Occam's razor or principle of parsimony has been the guiding principle in statistical model selection. In comparing two models, which they provide similar predictions or description of reality, we would vouch for the one which is less complex. This boils down to the problem of how to measure the complexity of a statistical model and model selection. What constitutes a model, as discussed by McCullagh (2002) in statistical models context is a different discussion, but here we assume a machine learning algorithms are considered as a statistical model.  Classically, the complexity of statistical models usually measured with Akaike information criterion (AIC) or similar. Using a complexity measure, one would choose a less complex model to use in practice, other things fixed.
Figure 1: Arbitrary architecture, each node represents
a layer for a given deep neural network, such as
convolutions or set of units.  Süzen-Cerd
à-Weber (2019)


The surge in interest in using complex neural network architectures, i.e., deep learning due to their unprecedented success in certain tasks,  pushes the boundaries of "standard" statistical concepts such as overfitting/overtraining and regularisation

Now Overfitting/overtraining is often used as an umbrella term to describe any unwanted performance drop off a machine learning model Roelofs et. al. (2019) and nearly anything that improves generalization is called regularization, Martin and Mahoney (2019).

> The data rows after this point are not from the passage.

PR #1142, opened 2025-11-22
Add `--context-mode 5`: evaluates inside Ruby::Box

tompng:
A playground to try monkey patching core methods.
```
% RUBY_BOX=1 irb --context-mode 5          
ruby: warning: Ruby::Box is experimental, and the behavior may change in the future!
See doc/box.md for known issues, etc.
Context-mode-5 (binding in new Ruby::Box) is experimental. It may be removed or changed without notice.
irb(main):001> defined? IRB
=> nil
irb(main):002* class Integer
irb(main):003*   def +(*) = 42
irb(main):004> end
=> :+
irb(main):005> 1 + 2
=> 42
irb(main):006> 
```

Related to: #143 #235 #960

### DIFF
--- a/test/irb/test_irb.rb
+++ b/test/irb/test_irb.rb
@@ -963,4 +963,34 @@ module TestIRB
       end
     end
   end
+
+  class ContextModeTest < TestIRB::IntegrationTestCase
+    # RUBY_BOX=1 may need more time to start IRB
+    TIMEOUT_SEC = TestIRB::IntegrationTestCase::TIMEOUT_SEC + 5
+
+    def test_context_mode_ruby_box
+      omit if RUBY_VERSION < "4.0.0"
+      @envs['RUBY_BOX'] = '1'
+
+      write_rc <<~'RUBY'
+        IRB.conf[:CONTEXT_MODE] = 5
+      RUBY
+
+      write_ruby <<~'RUBY'
+        require 'irb'
+        puts 'binding.irb' # Mark for breakpoint trigger
+        IRB.start
+        p answer2: 1 + 2
+      RUBY
+
+      output = run_ruby_file(timeout: TIMEOUT_SEC) do
+        type 'class Integer; def +(_other) = 42; end'
+        type 'p answer1: 1 + 2'
+        type 'exit'
+      end
+
+      assert_include(output, '{answer1: 42}')
+      assert_include(output, '{answer2: 3}')
+    end
+  end
 end
--- a/test/irb/helper.rb
+++ b/test/irb/helper.rb
@@ -139,7 +139,7 @@ module TestIRB
       end
     end
 
-    def run_ruby_file(&block)
+    def run_ruby_file(timeout: TIMEOUT_SEC, &block)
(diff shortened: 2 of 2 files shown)


st0012:
Can we have a few simple test cases running with this mode on? It can be used to detect `Ruby::Box`'s regression and we can also proactively disable it if it becomes noisy.

lib/irb/workspace.rb
```diff
@@ -55,6 +55,9 @@ def initialize(*main)
           # Note that this will typically be IRB::TOPLEVEL_BINDING
           # This is to avoid RubyGems' local variables (see issue #17623)
           @binding = TOPLEVEL_BINDING.dup
+        when 5
+          puts 'Context-mode-5 (binding in new Ruby::Box) is experimental. It may be removed or changed without notice.'
+          @binding = Ruby::Box.new.eval('Kernel.binding')
```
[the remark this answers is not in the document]
tompng: Add a `defined?(Ruby::Box)` check.
I think if Ruby::Box is unavailable, it's OK or even safe to fail instead of fallback to default.

There is one more error case. If Box is not enabled by `ENV['RUBY_BOX']`, `class Ruby::Box` is defined but calling `new` throws RuntimeError.
```
'Ruby::Box#initialize': Ruby Box is disabled. Set RUBY_BOX=1 environment variable to use Ruby::Box. (RuntimeError)
```

lib/irb/workspace.rb
```diff
@@ -55,6 +55,15 @@ def initialize(*main)
           # Note that this will typically be IRB::TOPLEVEL_BINDING
           # This is to avoid RubyGems' local variables (see issue #17623)
           @binding = TOPLEVEL_BINDING.dup
+
+        when 5  # binding in Ruby::Box
+          unless defined?(Ruby::Box)
+            puts 'Context-mode 5 (binding in Ruby::Box) requires Ruby 4.0 or later.'
+            raise NameError, 'Ruby::Box not defined'
```
tompng: Immediate `exit` will make `IRB.start rescue do_something` not work as expected

test/irb/test_irb.rb
```diff
@@ -963,4 +963,34 @@ def bar
       end
     end
   end
+
+  class ContextModeTest < TestIRB::IntegrationTestCase
+    # RUBY_BOX=1 may need more time to start IRB
+    TIMEOUT_SEC = TestIRB::IntegrationTestCase::TIMEOUT_SEC + 5
```
st0012: I think this can be 
```suggestion
    TIMEOUT_SEC = self::TIMEOUT_SEC + 5
```

```rb
class Foo
  TIMEOUT = 10
end

class Bar < Foo
  TIMEOUT = self::TIMEOUT + 10
end

puts Bar::TIMEOUT # 20
```

tompng: Actually, it can be even shorter
```ruby
TIMEOUT = TIMEOUT + 5
```
or 
```ruby
TIMEOUT += 5
```
but the visual of the code, especially the last one, looks like a constant reassignment. (It's not, though)
So my code is... a bit redundant but I'd like to use the redundant form here.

A complexity measure for connectionist machine learning

Deep learning practitioners rely on choosing the best performing model and do not practice Occam's razor.  The advent of Neural Architecture Search and new complexity measures  
that take the structure of the network into account gives rise the possibility of practising Occam's razor in deep learning. Here, we would cover one of the very practical and simple measures called cPSE, i.e., cascading periodic spectral ergodicity. This measure takes into account the depth of the neural network and computes fluctuations of the weight structure over the entire network,  Süzen-Cerdà-Weber (2019) Figure 1. It is shown that the measure is correlated with the generalisation performance almost perfectly, see Figure 2.


Practical usage of cPSE

Figure 2: Evolution of PSE, periodic spectral ergodicity,
it is shown that complexity measure cPSE saturates
after a certain depth,  Süzen-Cerdà-Weber (2019)
The cPSE measure is implemented in Bristol python package, starting from version 0.2.6. If a trained network wrapped into a PyTorch model object, cPSE can be used to compare two different architectures. If two architectures give similar test performance, we would select the one with higher cPSE value. Lower the cPSE, more complex the model.

An example of usage requires a couple of lines, example measurements for VGG and ResNet are given in Süzen-Cerdà-Weber (2019):

from bristol import cPSE
import torchvision.models as models
netname = 'vgg11'
pmodel = getattr(models, netname)(pretrained=True)
(d_layers, cpse) = cPSE.cpse_measure(pmodel)




Conclusion and take-home message

Using a less complex deep neural network that would give similar performance is not practised by the deep learning community due to the complexity of training and designing new architectures. However, quantifying the complexity of similarly performing neural network architecture would bring the advantage of using less computing power to train and deploy such less complex models into production. Bringing back the Occam's razor to modern connectionist machine learning is not only a theoretical and philosophical satisfaction but the practical advantages for environment and computing time is immense.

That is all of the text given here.